The respondents also contend that the issuance of a security without a permit constitutes constructive fraud within the meaning of section 1573 of the Civil Code which defines it as: “ . . . any breach of duty which, without an actually fraudulent intent, gains an advantage to the person in fault, or anyone claiming under him, by misleading another to his prejudice, or to the prejudice of anyone claiming under him ’ ’. However, this section states the rule applicable in confidential relations. It has never been applied to fix liability for the breach of a statutory duty except that of a fiduciary, and in the early case of Feeney v. Howard, 79 Cal. 525 [21 Pac. 984, 12 Am. St. Rep. 162, 4 L. R. A. 826], this court held that it is essential to the operation of the principle of constructive fraud that there be a fiduciary relation. “It is one of the facts constituting the fraud,” said the court in that case. This is in accord with fundamental principles. “To constitute positive or actual fraud there must be such fraud as affects the conscience, that is, there must be an intentional deception. Constructive fraud, on the other hand, is presumed from the relation of the parties to a transaction, or the circumstances under which it takes place. . . . Constructive fraud often exists where the parties to a contract have a special confidential or fiduciary relation, which affords the power and means to one to take undue advantage of, or exercise undue influence over, the other.” (12 R. C. L. 230, 231, 232.)

Upon a full consideration of the applicable principles of law, it is clear that a person who sells a security impliedly represents that a permit therefor has been secured when one is required by the Corporate Securities Act for such a sale. If this implied representation is false, then it is a negligent misrepresentation which is an actionable fraud, and the buyer’s right of action does not accrue until he discovers its falsity unless the seller acted upon information sufficient to justify a reasonable man in concluding that no permit was required. In that event there has been a breach of warranty, but no fraud, and the buyer's cause of action accrues at the date of the sale.

Because of the representations made by Bayly Brothers, Inc., which amounted to fraud, the plaintiffs are entitled to recover from it the amount paid for the beneficial interest in the trust with interest thereon from the date of payment. The evidence shows that the false representations were made by J. W. Dunham, the executive vice-president of the corporation, and it does not appear that either Harold Bayly or Boy D. Bayly participated in or were aware of the fraud which induced the plaintiffs to buy their certificates. Hence on the present record the two Bayly brothers cannot be held individually liable, but the judgment against the corporation must stand with interest on the amounts paid by the plaintiffs from the dates of such payments.
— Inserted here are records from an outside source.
PR #2498, opened 2024-10-08
Feat: Adds intersection (ViewportObserver) component

hellofanny:

This PR introduces the `ViewportObserver` component, which will be used in future tasks as part of our performance improvement initiative.

## How it works?

We'll primarily use it on mobile devices to prevent sections outside the viewport from being rendered initially. It checks whether a component or section is within the viewport, based on a specified height. We're using Moto G Power devices as the reference for this.

## How to test it?

To facilitate the test for our future tasks, I have added a `debug` mode prop, so we can enable it for testing.
In this case, we can identify if the component is IN or OUT the viewport. **This is only for the initial render.**

1. go to `core/src/components/product/ProductGrid/ProductGrid.tsx`, add `debug` prop to following component:

```
  <ViewportObserver name="UIProductGrid-out-viewport" debug>
```

2. navigate to core, run `yarn dev`

3. go to the PLP, or http://localhost:3000/office?page=0

4. set the browser device to  Moto G Power
image

5. checking via console.log when the component is IN or OUT
- Only the first row of the ProductGrid is inside the viewport, so you should see `OUT` in the console.log. Scrolling up the next row should appear, and you will be able to see `IN`

image

6. checking visually when the component is IN or OUT
- Go to `Network` tab, selects `Slow 4G` as preset, refresh the page
- You will able to see a quick visual feedback (pink rectangle and blue border) in the first ProductCard of the second row.

https://github.com/user-attachments/assets/87f902b6-2e5a-47bd-8b21-3b7897de9bdd

7. checking if the first two ProductCard image is loading=`eager` and the rest `loading=`lazy`

loading-images

## References

https://vtex-dev.atlassian.net/browse/SFS-1507
https://github.com/vtex/faststore/pull/2404

### DIFF
--- a/packages/core/src/components/cms/ViewportObserver.tsx
+++ b/packages/core/src/components/cms/ViewportObserver.tsx
@@ -7,7 +7,7 @@ import { useCallback, useEffect, useRef, useState } from 'react'
 
 // Mobile height to prevent sections outside the viewport from being rendered initially.
 // We are using the Moto G Power device measurement as a reference, as used by PageSpeed Insights.
-const VIEWPORT_SIZE = 825
+const VIEWPORT_SIZE = 823
 
 type ViewportObserverProps = {
   /**
@@ -35,17 +35,25 @@ function ViewportObserver({
   const observerCallback = useCallback(
     ([entry]: IntersectionObserverEntry[], obs: IntersectionObserver) => {
       if (entry.isIntersecting) {
-        if (debug) console.log('IN')
+        if (debug) {
+          console.log(`section '${name}' VISIBLE`)
+          document.body.style.border = '2px solid green'
+        }
         setShow(true)
         if (ref.current) {
           obs.unobserve(ref.current)
         }
       } else {
         setShow(false)
-        if (debug) console.log('OUT')
+        if (debug) {
+          console.log(`section '${name}' NOT VISIBLE`)
+          document.body.style.border = '2px solid red'
+          document.body.style.height = `${VIEWPORT_SIZE}px`
+          document.body.style.boxSizing = 'border-box'
+        }
       }
     },
-    []
+    [debug, name]
   )
 
   useEffect(() => {
@@ -69,12 +77,8 @@ function ViewportObserver({
           data-store-section-name={name}
           ref={ref}
           style={{
-            border: debug
-              ? isShow
-                ? '8px solid red'
-                : '8px solid blue'
-              : undefined,
-            backgroundColor: debug ? (isShow ? 'gray' : 'pink') : undefined,
+            border: debug ? '2px solid red' : undefined,
+            backgroundColor: debug ? 'red' : undefined,
             height: VIEWPORT_SIZE, // required to make sections out of the viewport to be rendered on demand
             width: '100%',
           }}
--- a/packages/core/src/components/cms/ViewportObserver.tsx
+++ b/packages/core/src/components/cms/ViewportObserver.tsx
@@ -13,7 +13,7 @@ type ViewportObserverProps = {
   /**
    * Identify the store section
    */
-  name?: string
+  sectionName?: string
   /**
    * Debug/test purposes: enables visual debugging to identify the visibility of the section.
    */
@@ -22,7 +22,7 @@ type ViewportObserverProps = {
   DetailedHTMLProps<HTMLAttributes<HTMLElement>, HTMLElement>
 
 function ViewportObserver({
-  name = '',
+  sectionName = '',
   threshold = 0,
   root = null,
   rootMargin,
@@ -36,7 +36,7 @@ function ViewportObserver({
     ([entry]: IntersectionObserverEntry[], obs: IntersectionObserver) => {
       if (entry.isIntersecting) {
         if (debug) {
-          console.log(`section '${name}' VISIBLE`)
+          console.log(`section '${sectionName}' VISIBLE`)
           document.body.style.border = '2px solid green'
         }
         setVisible(true)
@@ -46,14 +46,14 @@ function ViewportObserver({
       } else {
         setVisible(false)
         if (debug) {
-          console.log(`section '${name}' NOT VISIBLE`)
+          console.log(`section '${sectionName}' NOT VISIBLE`)
           document.body.style.border = '2px solid red'
           document.body.style.height = `${VIEWPORT_SIZE}px`
           document.body.style.boxSizing = 'border-box'
         }
       }
     },
-    [debug, name]
+    [debug, sectionName]
   )
 
   useEffect(() => {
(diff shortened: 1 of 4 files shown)


packages/core/src/components/product/ProductGrid/ProductGrid.tsx
```diff
@@ -26,45 +27,105 @@ interface Props {
...
   pageSize,
   productCard: { showDiscountBadge, bordered, taxesConfiguration } = {},
+  firstPage,
 }: Props) {
   const { __experimentalProductCard: ProductCard } =
     useOverrideComponents<'ProductGallery'>()
   const aspectRatio = 1
 
+  // TODO: Check if is also isMobile
+  const isFirstPage = firstPage === page
```
hellofanny, line 48: We can remove this improvement on this PR, and adds its lately. 
We should use the `useScreenResize` hook from https://github.com/vtex/faststore/pull/2487

packages/core/src/components/product/ProductGrid/ProductGrid.tsx
```diff
@@ -26,45 +27,105 @@ interface Props {
...
+                    showDiscountBadge ?? ProductCard.props.showDiscountBadge
+                  }
+                  product={product}
+                  index={pageSize * page + idx + 1}
+                  taxesConfiguration={taxesConfiguration}
+                />
+              </UIProductGridItem>
+            ))}
+            <></>
+            <ViewportObserver name="UIProductGrid-out-viewport">
```
hellofanny, line 80: This is primarily for testing purposes at the moment. If you think it's more appropriate, we can include it in the next PR. We will have to apply `ViewportObserver` component in the _LazyLoadSection_.

packages/core/src/components/cms/ViewportObserver.tsx
```diff
@@ -0,0 +1,87 @@
+import type {
+  DetailedHTMLProps,
+  HTMLAttributes,
+  PropsWithChildren,
+} from 'react'
+import { useCallback, useEffect, useRef, useState } from 'react'
+
+const viewportSize = 825 // mobile height to prevent sections that are outside the viewport from being rendered initially. We are using Moto G Power devices as a reference.
```
lariciamota, line 8: suggestion: giving a bit more information and breaking line for better readability. What do you think?
```suggestion
// Mobile height to prevent sections outside the viewport from being rendered initially. 
// We are using the Moto G Power device measurement as a reference because it's the one PageSpeed Insights uses.
const VIEWPORT_SIZE = 825 
```

packages/core/src/components/cms/ViewportObserver.tsx
```diff
@@ -0,0 +1,87 @@
...
+
+type ViewportObserverProps = {
+  /**
+   * Identify the store section
+   */
+  name?: string
+  /**
+   * Just for debugging/testing purposes to better see the section in the viewport
```
lariciamota, line 16:
```suggestion
   * Debug/test purposes: see the section in the viewport
```

packages/core/src/components/cms/ViewportObserver.tsx
lariciamota: Also using the uppercase on the constant name

packages/core/src/components/cms/ViewportObserver.tsx
```diff
@@ -0,0 +1,87 @@
...
+
+function ViewportObserver({
+  name = '',
+  threshold = 0,
+  root = null,
+  rootMargin,
+  children,
+  debug = false,
+}: PropsWithChildren<ViewportObserverProps>) {
+  const [isShow, setShow] = useState(false)
```
lariciamota, line 30: question: this is to identify the section is being displayed?

packages/core/src/components/cms/ViewportObserver.tsx
```diff
@@ -0,0 +1,87 @@
...
+        <div
+          data-store-section-name={name}
+          ref={ref}
+          style={{
+            border: debug
+              ? isShow
+                ? '8px solid red'
+                : '8px solid blue'
+              : undefined,
+            backgroundColor: debug ? (isShow ? 'gray' : 'pink') : undefined,
```
lariciamota, line 75: question: since the div will only be rendered if `isShow` is falsy, why the style is conditionally set depending on `isShow`?

packages/core/src/components/cms/ViewportObserver.tsx
```diff
@@ -0,0 +1,87 @@
...
+        setShow(true)
+        if (ref.current) {
+          obs.unobserve(ref.current)
+        }
+      } else {
+        setShow(false)
+        if (debug) console.log('OUT')
+      }
+    },
+    []
```
lariciamota, line 46: question: shouldn't it have the `debug` inside?
```suggestion
    [debug]
```

packages/core/src/components/cms/ViewportObserver.tsx
pedromtec:
```suggestion
  const [isVisible, setIsVisible] = useState(false)
```

hellofanny: yes! Is to identify if is visible in the viewport.

packages/core/src/components/cms/ViewportObserver.tsx
hellofanny: omg, true. I'll fix it.

packages/core/src/components/cms/ViewportObserver.tsx
lariciamota: I like Pedro's suggestion!

hellofanny: Already changed :)

packages/core/src/components/cms/ViewportObserver.tsx
```diff
@@ -0,0 +1,93 @@
...
+  /**
+   * Identify the store section
+   */
+  name?: string
+  /**
+   * Debug/test purposes: enables visual debugging to identify the visibility of the section.
+   */
+  debug?: boolean
+} & IntersectionObserverInit &
+  DetailedHTMLProps<HTMLAttributes<HTMLElement>, HTMLElement>
```
pedromtec, line 22: *question*: This** type ` DetailedHTMLProps<HTMLAttributes<HTMLElement>, HTMLElement>` is really necessary?

hellofanny: I don't think it is, it was automatically added as suggestion in the editor 🙇 
Do u have any concerns? I'm okay removing it

pedromtec: When someone uses this component, the editor will show that we can pass several properties related to `DetailedHTMLProps<HTMLAttributes<HTMLElement>, HTMLElement>`. So it can confuse us.

hellofanny: I'll remove it!

pedromtec (approved):

lariciamota (approved):

PR #603, opened 2021-06-04
feat(ec2-app-pattern): add gu:cdk:pattern-name tag to AutoScalingGroup

stephengeller:
## What does this change?

At the moment, we have poor visibility on which stacks are using which patterns. As we roll out the pattern to more stacks, this will become poorer and poorer.

This PR is the first step in a piece of work to make surfacing pattern usage across the AWS estate easier. If & when this gets merged in, we can then build a lambda to surface this information in CloudWatch, which could then be queried by and visualised in Grafana dashboards.

No. We would need to bump the library version and re-deploy any stacks using the pattern (which there are not many of, as of yet).

'

Sort of - a comment has been left above the behaviour detailing why it is necessary.

## How to test

`./script/test` from the root of the repo.

The ASGs of stacks using the pattern begin to surface in AWS, and we are eventually able to display information on pattern adoption in Grafana.

Not that I can think of.

### DIFF
--- a/src/constants/tag-keys.ts
+++ b/src/constants/tag-keys.ts
@@ -1,4 +1,5 @@
 export const TagKeys = {
   TRACKING_TAG: "gu:cdk:version",
   REPOSITORY_NAME: "gu:repo",
+  PATTERN_NAME: "gu:cdk:pattern-name",
 };
--- a/src/patterns/__snapshots__/ec2-app.test.ts.snap
+++ b/src/patterns/__snapshots__/ec2-app.test.ts.snap
@@ -107,6 +107,11 @@ Object {
             "Value": "test-gu-ec2-app",
           },
           Object {
+            "Key": "gu:cdk:pattern-name",
+            "PropagateAtLaunch": true,
+            "Value": "GuEc2App",
+          },
+          Object {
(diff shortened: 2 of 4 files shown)


akash1810:
I wonder if we should make use of [Cloudformation metadata](https://docs.aws.amazon.com/AWSCloudFormation/latest/UserGuide/metadata-section-structure.html) for this and the tracking tag as they are internal bits of information only for the GuCDK library.

[AWS CDK uses metadata to](https://docs.aws.amazon.com/cdk/latest/guide/cli.html#version_reporting):

> gain insight into how the CDK is used, the constructs used by CDK applications are collected and reported by using a resource identified as `AWS::CDK::Metadata`. This resource is added to AWS CloudFormation templates, and can easily be reviewed. This information can also be used by AWS to identify stacks using a construct with known security or reliability issues, and to contact their users with important information.
> ...
> The `Analytics` property is a gzipped, base64-encoded, prefix-encoded list of the constructs present in the stack.

Let's get this change in though and we can look at metadata separately.

akash1810 (approved):
👍🏽 

I think metadata would be a better fit for this, but we can get this in and refactor once we understand cfn metadata more.

PR #608, opened 2021-06-07
chore: check the npm version

akash1810:


akash1810:
This is just to check @JamieB-gu 's statement that the npm version is tied to the node version as described [here](https://nodejs.org/en/download/releases/). It is! That is we won't need to explicitly install npmv7 on the agent to use it.

Closing now that we know!

PR #609, opened 2021-06-07
feat(ec2-app-pattern): allow threading of ASG block device configuration

stephengeller:
## What does this change?

At the moment, some stacks like [Prism](https://github.com/guardian/prism/blob/3ca28b2329dd837cee07fb7152b74e7dd55b8185/cdk/lib/prism.ts#L93-L100) require specifying block device configurations. This isn't easily or obviously achievable by accessing the ASG sub-construct (eg `pattern.autoScalingGroup`) nor by escape hatches (eg `const cfnAsg = app.autoScalingGroup.node.defaultChild as unknown as CfnAutoScalingGroup`), and so the best method might be to thread it through the pattern props.

This PR adds a prop (nested under an `autoScalingGroup` key) that allows users to optionally configure block devices.

### DIFF
--- a/src/patterns/ec2-app.ts
+++ b/src/patterns/ec2-app.ts
@@ -156,9 +156,7 @@ export interface GuEc2AppProps extends AppIdentity {
     [Stage.PROD]?: GuAsgCapacityProps;
   };
   accessLogging?: AccessLoggingProps;
-  autoScalingGroup?: {
-    blockDevices?: BlockDevice[];
-  };
+  blockDevices?: BlockDevice[];
 }
 
 interface GuMaybePortProps extends Omit<GuEc2AppProps, "applicationPort"> {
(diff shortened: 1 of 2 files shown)


src/patterns/ec2-app.ts
```diff
@@ -145,6 +146,7 @@ export interface GuEc2AppProps extends AppIdentity {
     [Stage.PROD]: GuAsgCapacityProps;
   };
   accessLogging?: AccessLoggingProps;
+  autoScalingGroup?: { blockDevices?: BlockDevice[] };
```
jacobwinch, line 149: I would probably move `blockDevices` up a level (rather than nesting it within `autoScalingGroup`), as it seems comparable to other optional props at that level (e.g. `roleConfiguration` and `accessLogging`).

stephengeller: Think you're right on this, this has been changed.

stephengeller:
This is now ready for review.

akash1810:
FYI the linter violations should go away in https://github.com/guardian/cdk/pull/616

stephengeller:
Linting issues have been fixed and CI is passing, so this should be good for another review.

jacobwinch (approved):

PR #610, opened 2021-06-08
fix: Add a reason prop to GuMigratingResource

akash1810:
## What does this change?

Updates the shape of `GuMigratingResource` to include a reason field to explain why a resource's logical ID is being pinned.

This is on the back of https://github.com/guardian/prism/pull/212 which fixes [this mistake](https://github.com/guardian/prism/commit/dc69fbee724965a49d9db54ef356fb18867e368c#diff-14cbc0e0275d178f0a4cf31c3c0d4408758ee8daad333947c0ff38391bc7d600L19).

The `reason` field isn't used anywhere, it's more like using the compiler to force comments... now that I think about it, it's a possible misuse of the compiler 😬 !

Yes - there is an interface shape change. Projects cannot rely on Dependabot bumping the version of GuCDK as the CI step will definitely fail. The change isn't too onerous, however.

Yes - added.

## How to test

See tests?

Today's developers are kind to tomorrow's?

n/a

### DIFF
--- a/src/constructs/core/migrating.ts
+++ b/src/constructs/core/migrating.ts
@@ -32,7 +32,17 @@ export interface GuMigratingResource {
    * @see GuMigratingStack
    * @see GuStack
    */
-  existingLogicalId?: string;
+  existingLogicalId?: {
+    /**
+     * The logical ID to use in the synthesised template for this resource.
+     */
+    logicalId: string;
+
+    /**
+     * A short description to help developers understand why this resource's logical ID is being set.
+     */
+    reason: string;
+  };
 }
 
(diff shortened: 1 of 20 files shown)


src/constructs/core/migrating.ts
```diff
@@ -32,7 +32,17 @@ export interface GuMigratingResource {
    * @see GuMigratingStack
    * @see GuStack
    */
-  existingLogicalId?: string;
+  existingLogicalId?: {
```
akash1810, line 35: This is the main change, the other changes are updating of tests.

jacobwinch (approved):

PR #616, opened 2021-06-09
chore: Update `@guardian/eslint-config-typescript` to v0.6.0

akash1810:
## What does this change?

Since v0.6.0 `@guardian/eslint-config-typescript` directly installs its dependencies. This means we can remove some entries from `package.json`.

It is also pinning the versions of the deps so that we don't have to perform a dance each time `eslint-plugin-import` changes, for example.

As it is pinning `eslint-plugin-import` to v2.23.4, we have to do the `eslint --fix` dance one last time. This resolves [this PR](https://github.com/guardian/cdk/pull/598) and makes up the bulk of the changes in this PR.

See:
  - guardian/configs#66
  - https://github.com/guardian/cdk/pulls?q=is%3Apr+%22chore%28deps%29%3A+bump+eslint-plugin-import%22

No.

No.

## How to test

CI should pass.

Fewer dependencies for Dependabot to update.

Fewer chores, allowing us to focus on delivery rather than changing the order of import statements once a week.

n/a


package.json
```diff
@@ -22,20 +22,14 @@
...
     "@types/node": "15.6.1",
-    "@typescript-eslint/eslint-plugin": "^4.26.0",
-    "@typescript-eslint/parser": "^4.26.0",
     "cz-conventional-changelog": "^3.3.0",
     "eslint": "^7.27.0",
-    "eslint-config-prettier": "^8.3.0",
     "eslint-plugin-custom-rules": "file:eslint",
-    "eslint-plugin-eslint-comments": "^3.2.0",
-    "eslint-plugin-import": "^2.23.2",
-    "eslint-plugin-prettier": "^3.4.0",
```
akash1810, line 38: These are all direct dependencies of `@guardian/eslint-config-typescript` now and become transitive in this repository 🎉 .

package.json
```diff
@@ -22,20 +22,14 @@
     "update-aws-cdk": "ncu \"/^@?aws-cdk(/.*)?$/\" --upgrade --deep && npm install"
   },
   "devDependencies": {
-    "@guardian/eslint-config-typescript": "^0.5.0",
+    "@guardian/eslint-config-typescript": "^0.6.0",
```
akash1810, line 25: This is the only real change. It has a butterfly effect...

stephengeller (approved):

PR #626, opened 2021-06-22
feat: Add policy to allow writing to Anghammarad

akash1810:
## What does this change?

Create a policy that allows `sns:Publish` to the Anghammarad SNS topic.

The Anghammarad SNS topic is used across multiple stacks, so we can promote it to an account wide ("account/services") parameter store location.

We then wrap this account wide parameter into the `AnghammaradTopicParameter` singleton, which the policy will add when necessary.

Yes, they become a little DRYer as they no longer need to define this policy themselves.

Yes and documentation is included.

## How to test

Tests have been added that cover:
  - Automatic parameter addition (well, the implementation of the singleton)
  - The IAM policy

Creating a first class construct for Anghammarad permissions means downstream stacks become DRYer.

(I can also correctly spell Anghammarad!)

n/a

### DIFF
--- a/docs/005-default-parameter-store-locations.md
+++ b/docs/005-default-parameter-store-locations.md
@@ -3,13 +3,14 @@
 A number of constructs from the library define parameters to get configuration from Parameter Store. Each of these parameters configures a default path.
 The below table lists those paths, the parameter that sets them, the expected value type and which construct the parameter is defined within.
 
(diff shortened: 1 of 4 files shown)


jacobwinch (approved):
Great work 👍 

The documentation is very clear 💯

akash1810:
Just noticed a typo ("am" instead of "an"). Have force pushed that change. Have also enabled auto merge.

PR #628, opened 2021-06-22
fix: Consistently name the `AnghammaradSenderPolicy`

akash1810:
Follows #626.

## What does this change?

Update the name of `AnghammaradSenderPolicy` to `GuAnghammaradSenderPolicy` to be consistent with the library.

Also add exports to the index files to simplify how the construct gets imported.

No. Nothing is currently using this construct.

No.

## How to test

n/a

Consistent naming and importing to yield a simpler interface to the library.

n/a

### DIFF
--- a/src/constructs/iam/policies/anghammarad.ts
+++ b/src/constructs/iam/policies/anghammarad.ts
@@ -1,30 +1,30 @@
 import { isSingletonPresentInStack } from "../../../utils/test";
 import type { GuStack } from "../../core";
-import { AnghammaradTopicParameter } from "../../core/parameters/anghammarad";
+import { GuAnghammaradTopicParameter } from "../../core";
 import { GuAllowPolicy } from "./base-policy";
 
 /**
  * Creates an `AWS::IAM::Policy` to grant `sns:Publish` permission to the Anghammarad topic.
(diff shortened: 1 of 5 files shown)


src/constructs/iam/policies/anghammarad.ts
```diff
@@ -1,30 +1,30 @@
...
-export class AnghammaradSenderPolicy extends GuAllowPolicy {
-  private static instance: AnghammaradSenderPolicy | undefined;
+export class GuAnghammaradSenderPolicy extends GuAllowPolicy {
+  private static instance: GuAnghammaradSenderPolicy | undefined;
 
   private constructor(scope: GuStack) {
-    const anghammaradTopicParameter = AnghammaradTopicParameter.getInstance(scope);
+    const anghammaradTopicParameter = GuAnghammaradTopicParameter.getInstance(scope);
 
-    super(scope, "GuSESSenderPolicy", {
```
jacobwinch, line 19: I didn't notice this in the last PR review 😅 Thanks for fixing!

jacobwinch (approved):

src/constructs/iam/policies/anghammarad.ts
akash1810: You know know my secret 😊 .

PR #635, opened 2021-06-24
feat: Add a construct to ease S3 bucket creation

akash1810:
## What does this change?

Guardian best practice is to retain S3 buckets as buckets share a global namespace. `GuS3Bucket` will set the correct policy on the bucket to simplify this.

See:
  - https://docs.aws.amazon.com/AWSCloudFormation/latest/UserGuide/aws-attribute-deletionpolicy.html

No.

Yes and it has been added.

## How to test

See the added tests?

It is easier to create Guardian flavoured buckets.

n/a

### DIFF
--- a/src/constructs/s3/__snapshots__/index.test.ts.snap
+++ b/src/constructs/s3/__snapshots__/index.test.ts.snap
@@ -1,0 +1,47 @@
+// Jest Snapshot v1, https://goo.gl/fbAQLP
+
+exports[`The GuS3Bucket construct should set the bucket's policy to 'retain' 1`] = `
+Object {
+  "Parameters": Object {
+    "Stage": Object {
+      "AllowedValues": Array [
+        "CODE",
+        "PROD",
+      ],
+      "Default": "CODE",
+      "Description": "Stage name",
+      "Type": "String",
+    },
+  },
+  "Resources": Object {
+    "MyBucketF68F3FF0": Object {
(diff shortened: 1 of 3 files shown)


src/constructs/s3/migrating-bucket.test.ts
```diff
@@ -0,0 +1,26 @@
+import "../../utils/test/jest";
+import { simpleGuStackForTesting } from "../../utils/test";
+import { GuMigratingS3Bucket } from "./migrating-bucket";
+
+describe("The GuMigratingS3Bucket construct", () => {
+  it("should auto-generate the logicalId by default", () => {
```
jacobwinch, line 6: I don't think we'd ever want this construct to create a new logical id (since it is explicitly for _migrating_ existing buckets)? Perhaps we could require the prop (or throw) instead of allowing this to happen?

akash1810: Good point! I actually don't think `GuMigratingS3Bucket` is in line with our other constructs, which are typically "Guardian flavoured versions of AWS constructs".

A Guardian flavoured bucket would be a tagged bucket with a retain policy. What if `GuMigratingS3Bucket` became `GuS3Bucket`, setting these props?

akash1810: Updated now. The diff is tiny as a result! 🎉

jacobwinch (approved):

PR #640, opened 2021-06-28
feat: Add EC2 pattern support for internal load balancers

jacobwinch:
@stephengeller and I paired on this change.

## What does this change?
This PR adds support for configuring internal load balancers via the EC2 App pattern, as some of our applications (e.g. Prism) need to make use of this scheme.

No, this change just adds new functionality. It should allow existing projects (e.g. Grafana and Prism) to make use of the EC2 app pattern soon.

Yes, this PR adds some new documentation.

## How to test
Unit tests have been added for new functionality. Further testing will be carried out as part of the Grafana and Prism migrations.

After this change is released, it will be possible to create applications with an internal load balancer.

Choosing when to use `RestrictedAccess` vs `InternalAccess` may be a little confusing for users. 

Due to variations in the way that our accounts are set up, the following block of code can produce significantly different results depending on the account which contains the infrastructure.

 ```typescript
 {
   scope: AccessScope.INTERNAL,
   cidrRanges: [Peer.ipv4("10.0.0.0/8")]
 }
 ```

In the Deploy Tools account, this will allow incoming traffic from:
1. Applications in the same VPC.
1. Applications in the `Frontend` VPC.
1. Users at Kings Place / on the VPN.

In the Mobile account, it will only allow incoming traffic from the same VPC.

This makes it hard to clearly document when each access type should/shouldn't be used.


src/patterns/ec2-app.ts
```diff
@@ -64,7 +66,26 @@ export interface RestrictedAccess extends Access {
...
+ *   cidrRanges: [Peer.ipv4("10.0.0.0/8")]
+ * }
+ * ```
+ */
+export interface InternalAccess extends Access {
+  scope: AccessScope.INTERNAL;
+  cidrRanges: IPeer[];
+}
+
+export type AppAccess = PublicAccess | RestrictedAccess | InternalAccess;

The judgment against Bayly Brothers, Inc., is modified by allowing interest at the rate of 7 per cent per annum on the sum of $2,500 from October 31, 1925, and on the sum of $22,500 from December 12, 1925, and as so modified it is affirmed; the judgment as against all other defendants is reversed; the appeal from the order denying the motion of the plaintiffs to set aside and vacate the judgment and to render another and different judgment is dismissed for the reason that the relief sought thereby has been granted in part and denied in part by the determination of the appeal from the judgment; the appeal from the order denying a similar motion made on behalf of Harold Bayly and Boy D. Bayly is dismissed for the reason that the questions presented by it have also been decided upon the appeal from the judgment. The plaintiffs will recover costs on appeal as against Bayly Brothers, Inc. The defendants Edwards & Wildey Company, Suburban Estates, Inc., and California Trust Company, will recover costs on appeal as against the plaintiffs. Harold Bayly and Boy D. Bayly will not recover any costs on appeal.

Houser, J., deeming himself disqualified, did not participate in the foregoing opinion.

Behearing denied. Langdon, J., voted for a rehearing.